Large language models (LLMs) such as GPT-4o are increasingly used to support the development of exam items for knowledge-based certification tests. While early studies established that LLMs can generate plausible item drafts, they also revealed common issues: hallucination, lack of depth, and superficial coverage of the topic. Most prior research found that LLM-generated items typically require SME review and revision, though newer models and more structured prompting strategies have shown promise.
This study builds on those findings by evaluating three advanced prompting strategies: retrieval-augmented generation (RAG), agentic AI, and thinking AI. Each of these approaches seeks to improve upon the limitations of zero-shot prompting, which simply instructs a model to "write an item" without further structure or context.
Retrieval-Augmented Generation (RAG) involves enriching the model's prompt with curated content retrieved from authoritative sources.

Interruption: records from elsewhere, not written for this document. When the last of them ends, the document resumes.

PR #261, opened 2026-06-03
fix(app): release pane WebGL context on unmount to prevent UI freeze

victorarias:
## Problem

Intermittent **complete UI freeze when opening a new pane** (agent or terminal). Usually cleared by quitting and reopening the app; occasionally needed two restarts. A regression in the workspaces/panes work.

Log evidence (from a live freeze):
- The **daemon is healthy** throughout — no errors, no slow-client drop, websocket client stays connected (`clients=1`), no timestamp gaps. The freeze is entirely in the Tauri/WKWebView main thread.
- The frontend hit-test log goes permanently silent the instant a brand-new pane is clicked/focused — the render thread dies on the new-pane path.
- The daemon shows repeated create→close→create pane churn around the freeze.

## Root cause

Each terminal pane creates a `WebGL2` context for its Ghostty renderer. Browsers cap the number of simultaneously-live WebGL contexts (WKWebView's cap is low), and attn keeps **every** workspace's panes mounted (`App.tsx`). Closed/remounted panes only released their context on non-deterministic GC, so opening/closing panes over a working session piled leaked contexts up until a new agent/terminal pushed past the cap. The engine then forcibly loses the **oldest** context — which `GhosttyTerminal` handles by `preventDefault()` + an error and **no `webglcontextrestored` handler**, so that pane is dead — manifesting as a frozen pane or a hard UI freeze. A restart releases all GPU contexts, which is why it "fixed itself."

This was confirmed in a real browser: holding 40 contexts (≈ mounted panes), Chromium silently caps live contexts at 16 and kills the oldest 24; with `loseContext()` on release, 0 accumulate.

## Fix

Release the pane's WebGL2 context with `WEBGL_lose_context.loseContext()` in a dedicated **unmount-only** effect, so it's reclaimed deterministically when the pane goes away instead of waiting for GC.

It deliberately does **not** go in the renderer's `dispose()`: `dispose()` also runs on `fontSize`/`theme` re-init, which reuses the same `<canvas>` — and a canvas keeps returning the *same, now-dead* context after it's lost, which would hand the rebuilt renderer a corpse. Releasing only on unmount avoids that.

## Scope / follow-up

This fixes the **churn-driven** leak (matches the observed symptom and log pattern). It does not address a hypothetical *many-simultaneous-live-panes* case (more live panes than the WKWebView cap at once) — the cure there is tearing down the renderer for hidden/inactive panes while keeping the terminal model alive, which touches the focus/replay path and deserves its own PR with packaged-app-harness verification.

## Testing

- `tsc --noEmit` clean
- 68 terminal/workspace unit tests pass
- Mechanism + fix were validated with a throwaway real-browser WebGL simulation (not committed — it exercised a replica, not this code path, so it would have been a false guard)

---
🤖 Drafted by Claude Code on behalf of Victor.


figgyster (approved):
This looks safe to merge. The fix is scoped to the actual lifetime boundary: keep renderer re-init alone, release the WebGL context only when the pane unmounts, and document why that distinction matters.

Local checks passed: `git diff --check`, `pnpm --dir app exec tsc --noEmit`, and the focused terminal key handler vitest suite. GitHub Frontend CI was still running when I checked, but this patch is narrow and the local frontend proof is enough for me.

PR #262, opened 2026-06-03
fix(workspaces): pane/tile header click no longer splits the layout

victorarias:
## Problem

A plain click (no drag) on a pane or docked-tile header — the title bar that appears when a workspace has splits — rearranged the layout, typically creating a full-width split at 50% of the screen.

## Root cause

This is intended to increase factual accuracy and domain relevance, especially in areas where precise distinctions matter. In our previous implementation using generic psychometric content, RAG did not improve item usability—likely because the model already encoded similar knowledge internally. In current research, we apply RAG to narrower, higher-stakes domains where hallucination is more likely and costlier: Illinois traffic law and MariaDB version 10. We hypothesize that RAG will be more effective in these contexts, where tight alignment to specific regulations or versioned documentation is essential.

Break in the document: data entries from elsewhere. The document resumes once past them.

PR #264, opened 2026-06-04
fix(terminal): keep text selection alive when it ends over a split divider

victorarias:
## The bug

Selecting text in a split terminal: if the selection drag reached the **divider between panes**, the cursor flipped to the resize arrow, the selection froze, and the text wasn't copied — it stayed stuck until you clicked again.

## Root cause

Terminal selection used **element-scoped React handlers** (`onMouseDown/Move/Up` on the terminal `<div>`). The split divider is an absolutely-positioned sibling at `z-index: 5` straddling the pane edge, so once a drag reached it, `mousemove`/`mouseup` retargeted to the divider. The terminal's `onMouseMove` stopped (selection froze) and its `onMouseUp` — where `selectingRef` is cleared and the clipboard copy happens — never fired.

## The fix

When a selection starts, the drag is now tracked on `document` (`mousemove`/`mouseup`) rather than the terminal element, so it keeps updating and finalizes regardless of which sibling overlay the pointer crosses — the same pattern the divider/leaf drags already use. Fully contained in `GhosttyTerminal`; the terminal mouse-tracking protocol path is untouched. Includes a `buttons`-released guard (finalize on a missed mouseup) and unmount cleanup.

## Validation

- `tsc` clean; **555 unit tests** pass.
- **11/11** terminal-interaction e2e tests pass (all existing copy/selection tests included — no regression).
- New regression test `copies a selection even when the mouse is released outside the terminal` was verified to **fail on the pre-fix code** and **pass with the fix**.

## Note / follow-up

Cosmetic and deliberately out of scope: while dragging *over* the divider's 9px band the cursor still briefly shows the resize arrow (the divider's own CSS cursor). Selection and copy now work correctly through it; suppressing the cursor too would mean a small body-class + CSS change, happy to do it in a follow-up if wanted.

### DIFF
--- a/CHANGELOG.md
+++ b/CHANGELOG.md
@@ -26,6 +26,11 @@ The app shows a one-time "What's new" summary after this upgrade, and `⌘/` bri
 
 ---
 
+## [2026-06-04]
+
+### Fixed
+- **Selecting terminal text to the edge of a split pane no longer gets stuck.** When you dragged a selection up to the divider between split panes, the cursor flipped to the resize arrow and the selection froze — and the text wasn't copied until you clicked again. Selections now finish and copy normally even when you release the mouse right at a pane edge.
+
 ## [2026-06-03]
 
 ### Added
--- a/app/e2e/terminal-interactions.spec.ts
+++ b/app/e2e/terminal-interactions.spec.ts
@@ -347,6 +347,42 @@ test.describe('Ghostty terminal interactions', () => {
       .toEqual([]);
   });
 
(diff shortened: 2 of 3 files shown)


figgyster (approved):
This looks safe to merge. Moving selection tracking to `document` is the right ownership boundary for pane-edge drags, and the new outside-release regression test covers the failure mode cleanly.

I also verified locally: `git diff --check`, `pnpm --dir app exec tsc --noEmit`, and all 11 `terminal-interactions` Playwright tests pass after building the `attn` test binary. GitHub Frontend/Changes are green too. No blockers from me.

Agentic AI refers to prompting strategies that allow the model to engage in multi-step workflows, incorporating its own evaluation and revision. Our earlier implementation used a single model with limited autonomy and no tools, relying on fixed psychometric rules and a one-pass generate-review-revise cycle. This was often ineffective, as the model struggled to critique its own output. Our current approach introduces two independent models—one to generate, the other to review and revise—with multiple rounds of interaction. This division of labor is designed to overcome the model’s self-evaluation blind spots, improve quality, and reduce the need for SME revision.

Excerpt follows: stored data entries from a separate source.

PR #810, opened 2026-08-09
fix(daemon): hang up on a slow client and tell it why when it returns

victorarias:
## The problem

The daemon drops a WebSocket client it cannot keep fed. The client was the last to know.

A WebSocket close status is ordinary stream data: it queues behind the backlog that caused the disconnect. The merged toxiproxy leg (#799) measured it — through a 10 KB/s link the daemon hung up after ~1s and the client read nothing for ~45s, its own timeout rather than the daemon's answer. The app then reconnected with no idea anything had happened, so a user saw a blink with no cause.

Live verification found the bigger half of the problem. The hub's slow-count rule (`maxSlowCount = 3`) is not how a real client dies. With the app's socket frozen and the daemon pushing snapshots at it, the **unanswered keepalive ping** beat both the slow-count and the write pump's deadline to it in every run. That path filed nothing, and it closed through the WebSocket close handshake, which waits five seconds for a peer that has already stopped answering:

```
[20:22:32] WebSocket ping failed: failed to wait for pong: context deadline exceeded
[20:22:37] WebSocket read error: use of closed network connection
```

Three exits, all silent: the hub's slow-count, the write pump's deadline, the keepalive.

## The fix

**Hang up, don't wait to be excused.** `hangUp` offers the close frame, gives it `evictionCloseGrace` (1s), then aborts the transport — `SO_LINGER 0` on the accepted socket, reached through `http.Server.ConnContext` because the WebSocket handshake leaves no way back to it. The hub's eviction and the keepalive both use it. The write pump does not need it: the library tears the transport down when its own write deadline expires (confirmed by mutation).

**Remember, and explain on return.** Each give-up path files an `evictionRecord` under the client id, and the next `client_hello` from that id collects it as a `client_eviction_notice` (`evicted_at`, `reason`, `undelivered_messages`). The app mints a per-process `client_id`, sends it with hello, and shows the notice as a toast. The memory is bounded (16 records, 10 minute TTL, delivered once, and it logs when it drops one).

**An unanswered ping is not automatically slowness.** It is only filed when the daemon is still holding messages for that client — the queue plus the message currently in the socket. Nothing owed means the connection died; a laptop coming out of sleep must not be told it was too slow.

Protocol 217 → 218 (`main.tsp` → `make generate-types` → `constants.go` → `useDaemonSocket.ts`).

## Verification

**Tests.** `go test ./internal/daemon/` green (123s). Four eviction tests, each mutation-checked:

- `TestEvictedClientIsNotFedItsBacklogFirst` — an evicted client must not be paid out the queue that got it evicted. Disabling `hangUp` fails it: `evicted client was fed 33556269 bytes of backlog (cap 33554432)`.
- `TestWriteStallEndsTheConnectionAndIsRemembered` — the write-deadline exit files the eviction; the hub's slow-count is asserted *not* to have fired, so the test cannot pass through the other path.
- `TestUnansweredPingIsAnEvictionOnlyWhenTheDaemonOwesTheClient` — both directions. Three mutants die: removing the prompt hangup (the client hangs on for 5.4s instead of 1.4s), filing nothing, and filing unconditionally.
- `TestEvictionMemoryForgetsWhatItShould` — TTL, empty id, bounded map with a logged drop.
- `TestWebSocketSlowClientIsEvictedOverADegradedLink` — the toxiproxy leg keeps its eviction, its healthy control and its recovery, and now pins the notice arriving over the same degraded link. The old version healed the link before reading the close status; that dodge is gone.

`pnpm vitest run src/hooks/useDaemonSocket` — 93 passed, including 5 new ones for the client id surviving a reconnect, the notice surfacing once and clearing, and the copy.

**Live, on a throwaway `evictwit` profile** (full `make install`, bundled preflight PASS at protocol 218, profile cleaned afterwards).

Headless probe against the running daemon:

Thinking AI encompasses prompting strategies that direct the model to reason step-by-step within a single session. These include “instructed thinking” (a fixed sequence of steps, such as planning and revision) and “iterated thinking” (cycles of self-questioning and improvement). We are comparing these strategies with OpenAI’s GPT-4o (formerly o3), which builds on earlier structured reasoning models. Thinking prompts are more computationally expensive but may yield greater logical consistency, item complexity, and nuance—especially in areas requiring subtle conceptual understanding or balanced distractors.
In addition to evaluating these prompting strategies, we have also refined our evaluation metrics. Previous scoring methods focused on the amount of revision required, which could reward trivial but technically correct items. We are introducing a complementary measure of “suitability,” aligned with how SMEs assess item quality—including factors like depth, relevance, and instructional value.
All AI-generated content is treated as draft material subject to SME oversight. An SME initiates the item by defining a topic or objective, then selects and edits among AI-generated drafts. Items are only accepted into the pool after being reviewed by at least two additional SMEs. This process reflects our commitment to ethical use of generative AI—prioritizing transparency, accountability, and human judgment in high-stakes assessment contexts.
This research evaluates how far prompting strategies can be pushed to improve AI-authored item quality. By isolating the effects of structured input, iterative reasoning, and model collaboration, we aim to identify practical methods for reducing SME workload without compromising quality. The findings have implications for any test development program considering LLMs as a tool for accelerating item authoring, while preserving the rigor and fairness essential to certification.